BRIEF → Stop after the line with "Up next, I can"; until then, please copy every line of the records word for word from the first.

####

PR #30, opened 2020-11-04
Extract CSV parsing from UI 

Erin007:
In preparation for parameterizing the tools for level building, I extracted the CSV parsing step from the UI and did a little refactoring along the way: 
- The UI component was renamed from `CSVReaderWrapper` to `SelectDataset`
- a new file, `csvReaderWrapper` now contains the helper functions to parse the CSV and set the data in the Redux store, along with default column types 
- `csvfile` is now a piece of state in the Redux store so it can be set both from the `SelectDataset` UI component and from elsewhere via upcoming parameterization
- Renamed `availableDatasets` to `allDatasets` since we'll likely need to take a subset of that list in future parameterization tasks; for example, if a level builder want to expose a limited number of datasets.

### DIFF
--- a/src/App.js
+++ b/src/App.js
@@ -1,5 +1,5 @@
 import React, { Component } from "react";
-import CSVReaderWrapper from "./UIComponents/CSVReaderWrapper";
+import SelectDataset from "./UIComponents/SelectDataset";
 import DataDisplay from "./UIComponents/DataDisplay";
 import SelectFeatures from "./UIComponents/SelectFeatures";
 import ColumnInspector from "./UIComponents/ColumnInspector";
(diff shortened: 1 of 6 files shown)


Erin007:
@breville With this set up you should now be able to have `csvfile` as a parameter. Then from index.js (maybe, or wherever your params are coming in) you could do something like: 

```
store.dispatch(setSelectedCSV(<csvfileParameter>) 
parseCSV(<csvfileParameter>, false)
``` 
Is that what you were thinking? 

Up next, I can hide/show the `SelectData` component conditionally so that will also parameterizable, and then find a way to parameterize  which subset of `allDatasets` shows in the dropdown when `SelectData` is visible.

breville (approved):

PR #32, opened 2020-11-05
Initial work on parameterisation

breville:
This is an initial attempt at simple parameterisation of the app.

`initAll` now takes an optional parameter, and the first one that actually does something looks like this:
```
initAll({ mode: { id: "load_dataset", setId: 3 } });
```
In particular, this loads the "Foods" dataset.  It also hides the dataset selection UI entirely.

For local runs, a dropdown is now shown:

Screen Shot 2020-11-05 at 4 41 24 PM

If an option is chosen, the page is reloaded with a `?mode=` URL parameter for the appropriate "sample mode".

This makes use of the factoring done in https://github.com/code-dot-org/ml-playground/pull/30.

### DIFF
--- a/src/index.js
+++ b/src/index.js
@@ -2,16 +2,33 @@ import React from "react";
 import ReactDOM from "react-dom";
 import App from "./App.js";
 import { Provider } from "react-redux";
-import { createStore } from "redux";
-import rootReducer from "./redux";
+import { createStore} from "redux";
+import rootReducer, { setMode, setSelectedCSV } from "./redux";
+import { allDatasets } from "./datasetManifest";
+import { parseCSV } from "./csvReaderWrapper";
 
 export const store = createStore(rootReducer);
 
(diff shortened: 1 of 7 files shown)


src/index.js
```diff
@@ -2,16 +2,33 @@ import React from "react";
...
+import rootReducer, { setMode, setSelectedCSV } from "./redux";
+import { allDatasets } from "./datasetManifest";
+import { parseCSV } from "./csvReaderWrapper";
 
 export const store = createStore(rootReducer);
 
 export const initAll = function(options) {
+  const mode = options && options.mode;
+
+  setMode(mode);
```
Erin007, line 15: Do you need to do `store.dispatch(setMode(mode));` or is this enough?

breville: Will fix!

Erin007 (approved):
Progress! Wahoo!

PR #40, opened 2020-11-12
Dataset metadata support

breville:
Loading a dataset via parameter now loads its metadata too.  The metadata is defined in a JSON file that sits alongside the data's CSV file.  The metadata controls the feature types, with the UI only showing them, but not allowing them to be selected.

Note also that parameterisation has changed slightly to use a more friendly id for the dataset, e.g.
```
initAll({ mode: { id: "load_dataset", setId: "foods" } });
```

### DIFF
--- a/public/datasets/erin_candy_preferences.json
+++ b/public/datasets/erin_candy_preferences.json
@@ -1,0 +1,59 @@
+{
+  "fields": [
+  	{
+  		"id": "name",
+  		"type": "categorical",
+  		"name": "Name"
+  	},
+  	{
+  		"id": "chocolate",
+  		"type": "categorical",
+  		"name": "Name"
+  	},
+  	{
+  		"id": "fruity",
+  		"type": "categorical",
+  		"name": "Name"
+  	},
+  	{
+  		"id": "caramel",
+  		"type": "categorical",
+  		"name": "Name"
+  	},
+  	{
+  		"id": "nuts",
+  		"type": "categorical",
+  		"name": "Name"
+  	},
+  	{
+  		"id": "nougat",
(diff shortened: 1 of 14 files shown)


public/datasets/erin_candy_preferences.json
```diff
@@ -0,0 +1,59 @@
+{
+  "fields": [
+  	{
+  		"id": "name",
+  		"type": "categorical",
+  		"name": "Name"
```
breville, line 6: I need to go through and set proper types for each of these.

I added a friendly name field, but haven't set it yet.  Do we think it will be useful?

Erin007: I think the friendly name field will be useful, especially for more complicated datasets or when the column name isn't very descriptive. However, I don't think we should worry about setting the friendly name for all the columns for each of these datasets since we likely won't end up using this data.

Erin007: Also, might be interesting to loop Brent in on the general idea of how this metadata will work (once you're feeling like it's stable-ish and ready to share) since I suspect he'll be working on writing up these metadata files for the final sets?

src/redux.js
```diff
@@ -508,7 +532,7 @@ export function validationMessages(state) {
   validationMessages.push({
     readyToTrain: compatibleLabelAndTrainer(state),
     errorString:
-      "The label datatype must be compatiable with the training algorithm.",
+      "The label datatype must be compatible with the training algorithm.",
```
Erin007, line 535: thank you 🙂

Erin007 (approved):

####

SOLUTION TO THE EXERCISE →
PR #30, opened 2020-11-04
Extract CSV parsing from UI 

Erin007:
In preparation for parameterizing the tools for level building, I extracted the CSV parsing step from the UI and did a little refactoring along the way: 
- The UI component was renamed from `CSVReaderWrapper` to `SelectDataset`
- a new file, `csvReaderWrapper` now contains the helper functions to parse the CSV and set the data in the Redux store, along with default column types 
- `csvfile` is now a piece of state in the Redux store so it can be set both from the `SelectDataset` UI component and from elsewhere via upcoming parameterization
- Renamed `availableDatasets` to `allDatasets` since we'll likely need to take a subset of that list in future parameterization tasks; for example, if a level builder want to expose a limited number of datasets.

### DIFF
--- a/src/App.js
+++ b/src/App.js
@@ -1,5 +1,5 @@
 import React, { Component } from "react";
-import CSVReaderWrapper from "./UIComponents/CSVReaderWrapper";
+import SelectDataset from "./UIComponents/SelectDataset";
 import DataDisplay from "./UIComponents/DataDisplay";
 import SelectFeatures from "./UIComponents/SelectFeatures";
 import ColumnInspector from "./UIComponents/ColumnInspector";
(diff shortened: 1 of 6 files shown)


Erin007:
@breville With this set up you should now be able to have `csvfile` as a parameter. Then from index.js (maybe, or wherever your params are coming in) you could do something like: 

```
store.dispatch(setSelectedCSV(<csvfileParameter>) 
parseCSV(<csvfileParameter>, false)
``` 
Is that what you were thinking? 

Up next, I can hide/show the `SelectData` component conditionally so that will also parameterizable, and then find a way to parameterize  which subset of `allDatasets` shows in the dropdown when `SelectData` is visible.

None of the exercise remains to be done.